* _Task statement_
I would like each line of the data that holds the word "starting" copied out.

* _Recorded data_

PR #10261, opened 2022-11-13
Provisionary fix for ITS fit with B=0

shahor02:
Hi @mpuccio @davidrohr 

The ITS tracking with B=0 produces a weird q/pT spectrum instead of fixed (modulo e.loss) "most probable" q2pt: 

itsQ2Pt

The reason is that in the https://github.com/AliceO2Group/AliceO2/blob/d8699251d53b85f8a6fb2d175116065b3a04007c/Detectors/ITSMFT/ITS/tracking/src/TrackerTraits.cxx#L913 you are initializing the cov.matrix with non-0 non-diagonal elements while with B=0 all correlations with q/pT must be 0. 
This PR attempts to fix this, but I don't understand the way you build the cov. matrix in general: should not it correspond to the matrix updated only at `cluster3`, i.e. only diag. errors in Y and Z set to resolution^2, other diagonal errors "as large as possible" and non-diagonal ones set to 0? 
With this fix the result of the fit becomes:
itsQ2Pt_new
and the final covariances of q/pT with other parameters are 0 within `~10^-7`

@davidrohr, for the TPC I see something different: the mean q/pt corresponds to conventional "most probable" but then there are huge tails on both sides
tpcQ2Pt
and also I see a significant correlation between the q/pT error and e.g. y, this cannot happen with B=0.
tpcCorrYPt

Could you please check if you are not initializing with the covariance with some non-diagonal elements? 

It seems that currently all fits with B=0 are wrong.

### DIFF
--- a/Detectors/ITSMFT/ITS/tracking/src/TrackerTraits.cxx
+++ b/Detectors/ITSMFT/ITS/tracking/src/TrackerTraits.cxx
@@ -912,7 +912,8 @@ bool TrackerTraits::trackFollowing(TrackITSExt* track, int rof, bool outward, co
 /// a TrackParCov
 track::TrackParCov TrackerTraits::buildTrackSeed(const Cluster& cluster1, const Cluster& cluster2, const Cluster& cluster3, const TrackingFrameInfo& tf3, float resolution)
 {
-  const float ca = std::cos(tf3.alphaTrackingFrame), sa = std::sin(tf3.alphaTrackingFrame);
+  float ca, sa;
+  o2::math_utils::sincos(tf3.alphaTrackingFrame, sa, ca);
   const float x1 = cluster1.xCoordinate * ca + cluster1.yCoordinate * sa;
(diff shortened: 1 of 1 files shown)


mpuccio:
Hi @shahor02, it looks good to me. I copied the code from the Cooked matrix long ago, so I cannot exclude that I did some mistakes in the process. However, we can even remove this part of the code and do a full fit of the candidate by providing a reasonable set of parameters and a very large covariance as starting conditions.

shahor02:
@mpuccio starting from large diagonal cov matrix would be the right choice later you fit through the all clusters, but I was not sure if you do this: I see that you make a piecewise fit https://github.com/AliceO2Group/AliceO2/blob/4d497280a90190efc2a16e48924658a20360bc9e/Detectors/ITSMFT/ITS/tracking/src/TrackerTraits.cxx#L537-L544
Does it fit through all clusters contiguously, including the `cluster3` ?

shahor02:
Superseded by https://github.com/AliceO2Group/AliceO2/pull/10271

PR #10364, opened 2022-11-25
TOF: Add unfied container for parameters on ccdb

njacazio:
@noferini

- add container to store pass and parameters in a map scheme

### DIFF
--- a/DataFormats/Detectors/TOF/CMakeLists.txt
+++ b/DataFormats/Detectors/TOF/CMakeLists.txt
@@ -16,6 +16,7 @@ o2_add_library(DataFormatsTOF
                        src/CalibLHCphaseTOF.cxx
                        src/CalibTimeSlewingParamTOF.cxx
                        src/CTF.cxx
+                       src/ParameterContainers.cxx
                        src/CalibInfoCluster.cxx
                        src/CosmicInfo.cxx
                        src/Diagnostic.cxx
@@ -33,6 +34,7 @@ o2_target_root_dictionary(DataFormatsTOF
                                   include/DataFormatsTOF/RawDataFormat.h
                                   include/DataFormatsTOF/CompressedDataFormat.h
                                   include/DataFormatsTOF/CTF.h
+                                  include/DataFormatsTOF/ParameterContainers.h
                                   include/DataFormatsTOF/CalibInfoCluster.h
                                   include/DataFormatsTOF/CosmicInfo.h
                                   include/DataFormatsTOF/TOFFEElightInfo.h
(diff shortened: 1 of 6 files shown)


njacazio:
@noferini I had to rework a bit the code and the naming of the member functions could you confirm that it works with your macro?

noferini:
> @noferini I had to rework a bit the code and the naming of the member functions could you confirm that it works with your macro?

I sent you the macro

noferini (dismissed):

shahor02 (changes requested):
The error 
```
    LOG(debug) << "Changing parametrization corresponding to key " << key << " from size " << mParameters[key].size() < " to " << p.GetName() << " of size " << p.size();
    ~~~~~~~~~~~~~~~~~~~~~~~~~~~~~~~~~~~~~~~~~~~~~~~~~~~~~~~~~~~~~~~~~~~~~~~~~~~~~~~~~~~~~~~~~~~~~~~~~~~~~~~~~~~~~~~~~ ^ ~~~~~~~~~~~~~~~~~~~~~~~~~~~~~~~~~~~~~~~~~~~~~~~~
```
is genuine.

njacazio:
Hi @shahor02 indeed, thanks for spotting this

shahor02 (commented):
@njacazio rechecking the code: don't you need to add a dictionary (ClassDefN and entry in the LinkDef.h) for the Parameters class? 
Note that for the templated classes the template parameter change is not supported by the root schema evolution, i.e. a legacy `Parameter<A>` will not readable with `Parameter<B>` even with class version change.

njacazio:
@shahor02 thanks a lot for the comment!
Indeed I think it will be fine, in principle we don't need the schema evolution. The `Parameter<int>` class is just a way to define sets of parameters with defined names (e.g. in https://github.com/AliceO2Group/AliceO2/pull/10364/files#diff-ca1417bbfb70e51406dde90ebbaf76c473f283d1c82548356e2093828d9228a4R64) that will make it easy to distribute the parameters taken from the `ParameterCollection` expected to be stored on the ccdb.
I hope I understood your point correctly and this clears your doubts.

shahor02:
@njacazio OK for template, but since this is persistent object, I still think you need a ClassDefNF + entry in the LinkDef.

noferini:
Hi, shall we merge this PR?

shahor02:
Hi,
I can merge it, but did you check that you can write and read back the object? As I wrote above, the Parameters class, which is supposed to be persistent, has not ClassDefNV

noferini:
Hi @shahor02,
I didn't have any problem to write and read.

  TFile algFile("ccdb.root", "recreate");
  algFile.WriteObjectAny(&tof, "o2::tof::ParameterCollection", "ccdb_object");
  algFile.Close();


TFile *f = new TFile("ccdb.root");
o2::tof::ParameterCollection *a = (o2::tof::ParameterCollection *) f->Get("ccdb_object");
---

shahor02:
OK, thanks, apparently it is able to use the ClassDef of the derived class. Merging

PR #10372, opened 2022-11-28
Possibility to add EMC recalib for async

chiarazampolli:
@davidrohr : this goes with https://github.com/AliceO2Group/O2DPG/pull/760
Since both touch scripts used online, please check.
@mfasDa


chiarazampolli:
Hello @davidrohr , 
Do you think the errors are related to this PR? I don't think so, the multinode test must be QC related.

PR #10375, opened 2022-11-28
PHOS calibrations check file path in device init

martenole:
We should not check file paths in the `defineDataProcessing` method. Otherwise we fail to create a topology on the infrastructure EPNs where the directories in `/data` are not available.
Therefore I moved the calls to `rectifyDirecetory` into the `init` function of the devices.


martenole:
Failure unrelated, merging now

PR #10384, opened 2022-11-29
tof digitizer reads params from ccdb and cleanup

noferini:
Digitization parameters are updated from ccdb

--ccdb-tof-sa flag was already obsolete -> some cleanup (param left for consistency with the script -> remapped in use-ccdb-tof)

### DIFF
--- a/Detectors/GlobalTracking/src/MatchTOF.cxx
+++ b/Detectors/GlobalTracking/src/MatchTOF.cxx
@@ -57,6 +57,10 @@ ClassImp(MatchTOF);
 //______________________________________________
 void MatchTOF::run(const o2::globaltracking::RecoContainer& inp)
 {
+  if (!mMatchParams) {
+    mMatchParams = &o2::globaltracking::MatchTOFParams::Instance();
+  }
+
   ///< running the matching
   mRecoCont = &inp;
   mStartIR = inp.startIR;
@@ -1160,7 +1164,7 @@ void MatchTOF::selectBestMatches()
       flags = flags | o2::dataformats::CalibInfoTOF::kMultiHit;
     }
 
-    if (matchingPair.getChi2() < 3) { // extra cut in Chi2 for storing calib info
+    if (matchingPair.getChi2() < mMatchParams->calibMaxChi2) { // extra cut in ChiSquare for storing calib info
       mCalibInfoTOF.emplace_back(mTOFClusWork[matchingPair.getTOFClIndex()].getMainContributingChannel(),
                                  mTimestamp / 1000 + int(mTOFClusWork[matchingPair.getTOFClIndex()].getTimeRaw() * 1E-12), // add time stamp
                                  deltat,
--- a/Detectors/GlobalTracking/src/MatchTOF.cxx
+++ b/Detectors/GlobalTracking/src/MatchTOF.cxx
@@ -1160,7 +1160,7 @@ void MatchTOF::selectBestMatches()
       flags = flags | o2::dataformats::CalibInfoTOF::kMultiHit;
     }
 
-    if (matchingPair.getChi2() < 3) { // extra cut in Chi2
+    if (matchingPair.getChi2() < 3) { // extra cut in Chi2 for storing calib info
       mCalibInfoTOF.emplace_back(mTOFClusWork[matchingPair.getTOFClIndex()].getMainContributingChannel(),
                                  mTimestamp / 1000 + int(mTOFClusWork[matchingPair.getTOFClIndex()].getTimeRaw() * 1E-12), // add time stamp
                                  deltat,
--- a/Detectors/GlobalTracking/src/MatchTOF.cxx
+++ b/Detectors/GlobalTracking/src/MatchTOF.cxx
@@ -1160,10 +1160,12 @@ void MatchTOF::selectBestMatches()
       flags = flags | o2::dataformats::CalibInfoTOF::kMultiHit;
     }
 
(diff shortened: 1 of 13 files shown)


noferini:
Can we merge this PR?

At the last time I added also a minor change in the digit reader to implement (if requested) a delay in providing TF.
It is needed from QC in MC in order not to loose TF.

Detectors/GlobalTracking/src/MatchTOF.cxx
```diff
@@ -1160,10 +1160,12 @@ void MatchTOF::selectBestMatches()
       flags = flags | o2::dataformats::CalibInfoTOF::kMultiHit;
     }
 
-    mCalibInfoTOF.emplace_back(mTOFClusWork[matchingPair.getTOFClIndex()].getMainContributingChannel(),
-                               mTimestamp / 1000 + int(mTOFClusWork[matchingPair.getTOFClIndex()].getTimeRaw() * 1E-12), // add time stamp
-                               deltat,
-                               mTOFClusWork[matchingPair.getTOFClIndex()].getTot(), mask, flags);
+    if (matchingPair.getChi2() < 3) { // extra cut in Chi2
```
shahor02: can we avoid hardcoded cuts, using e.g. ConfigurableParam instead?

Detectors/TOF/workflowIO/src/DigitReaderSpec.cxx
```diff
@@ -35,6 +35,9 @@ void DigitReader::init(InitContext& ic)
   LOG(debug) << "Init Digit reader!";
   auto filename = o2::utils::Str::concat_string(o2::utils::Str::rectifyDirectory(ic.options().get<std::string>("input-dir")),
                                                 ic.options().get<std::string>("tof-digit-infile"));
+
+  mDelayInMuSec = atoi(ic.options().get<std::string>("reader-delay").c_str()) * 1E6;
```
shahor02: `reader-delay` option is dynamically added by the HBFUtilsInitalizer : https://github.com/AliceO2Group/AliceO2/blob/db2b72e6a7868cedbb7ec0d3f6ad7d1568d3d0dc/Detectors/Raw/src/HBFUtilsInitializer.cxx#L79 and triggers a delay in *seconds* between successive injections of TFs (but not before 1st one):
https://github.com/AliceO2Group/AliceO2/blob/db2b72e6a7868cedbb7ec0d3f6ad7d1568d3d0dc/Detectors/Raw/src/HBFUtilsInitializer.cxx#L152-L153
Could you clarify why do you need to add a delay *before* the 1st (and the only one in case of digitization) TF?,

shahor02 (commented):
Hi @noferini 
I did not understand your comment about losing the TF w/o delay. See the comment below.
Cheers,
 Ruben

Detectors/TOF/workflowIO/src/DigitReaderSpec.cxx
noferini: because I found that the reader often send the 1st (unique in MC) TF before the QC task is initialized (the reader is too fast).
This means that the task is loosing the single MC TF in many of the subjobs.
Since a MC process has only 1 TF we loose the majority of TFs in TOF digit QC.

By the way, is delay in your initializer in second?
usleep(delay); -> mus?

Cheers,
Francesco

noferini: also discussing here
https://alice.its.cern.ch/jira/browse/O2-3442

shahor02: I thought this problem (sending the 1st TF before the full workflow is initialized) is gone since long, better @ktf comments.
But if the delay needs to be added, you better add it via separate option, e.g. `--delay-1st-tf` and apply it to 1st TF only.
The `--reader-delay` option is passed as float in seconds and internally converted to \mus to be used with `usleep`.

noferini: Ok. DONE

noferini:
o2-cs8 failing in O2Physics compilation
This is not related to this PR

Detectors/GlobalTracking/src/MatchTOF.cxx
noferini: Can I do it in a separate PR? Just to speed up the merging of this one (I missed this comment).

Detectors/TOF/workflowIO/src/DigitReaderSpec.cxx
```diff
@@ -35,6 +35,8 @@ void DigitReader::init(InitContext& ic)
   LOG(debug) << "Init Digit reader!";
   auto filename = o2::utils::Str::concat_string(o2::utils::Str::rectifyDirectory(ic.options().get<std::string>("input-dir")),
                                                 ic.options().get<std::string>("tof-digit-infile"));
+  mDelayInMuSec1TF = atoi(ic.options().get<std::string>("delay-1st-tf").c_str()) * 1E6;
```
shahor02: No sure this will work: you say it is a delay in seconds, but convert the string to int (so values <1 will make no sense) then multiply it by 10^6. You should either make option to directly provide time in \mus or as float in seconds to be converted to \mus by scaling by 10^6

Detectors/GlobalTracking/src/MatchTOF.cxx
noferini: Done

Detectors/TOF/workflowIO/src/DigitReaderSpec.cxx
noferini: move atoi to atof. Thanks for spotting this. -> Done

PR #10395, opened 2022-11-30
[EMCAL-830] Options to drop or redirect cells from LED events

mfasDa:
Recalibrator can either keep LED events in
the standard cell output, drop them entirely
or redirect them to EMC/CELLS and
EMC/CELLSTRGR on subspec 10


mfasDa:
@shahor02 I have now hard coded the output spec to 10 for the LED cells in the redirect mode, I hope this does not create any problems. Up to now we were only using subspec 1 and 0, so 10 should be safe. I would like to keep the number of parameters compact for which I now did not make the subspec for the LED events settable.

shahor02:
They will simply go to the sink if nobody expects them.

PR #10396, opened 2022-11-30
MFT-MCH refit : Removing remnants of old implementation and adding options

mcoquet642:
Removing remnants of old implementation of the refit for matched MFT-MCH tracks, and adding options to tune MFT cluster and track propagation in Kalman filter.


mcoquet642:
Hello, is this unsuccessful test related to the PR or something else ? Thanks.

shahor02 (approved):

PR #10399, opened 2022-11-30
[MCH] adapt to variable TF size (for MC)

pillot:
This allows the time clustering to run in MC, where the TF has not a fixed number of orbits.
The algorithm itself is not changed and I checked that it gives the same results in data.
@aferrero2707 can you have a look please?


aferrero2707:
@pillot it looks ok for me.

aphecetche (approved):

* _Reply to the exercise_
Hi @shahor02, it looks good to me. I copied the code from the Cooked matrix long ago, so I cannot exclude that I did some mistakes in the process. However, we can even remove this part of the code and do a full fit of the candidate by providing a reasonable set of parameters and a very large covariance as starting conditions.
@mpuccio starting from large diagonal cov matrix would be the right choice later you fit through the all clusters, but I was not sure if you do this: I see that you make a piecewise fit https://github.com/AliceO2Group/AliceO2/blob/4d497280a90190efc2a16e48924658a20360bc9e/Detectors/ITSMFT/ITS/tracking/src/TrackerTraits.cxx#L537-L544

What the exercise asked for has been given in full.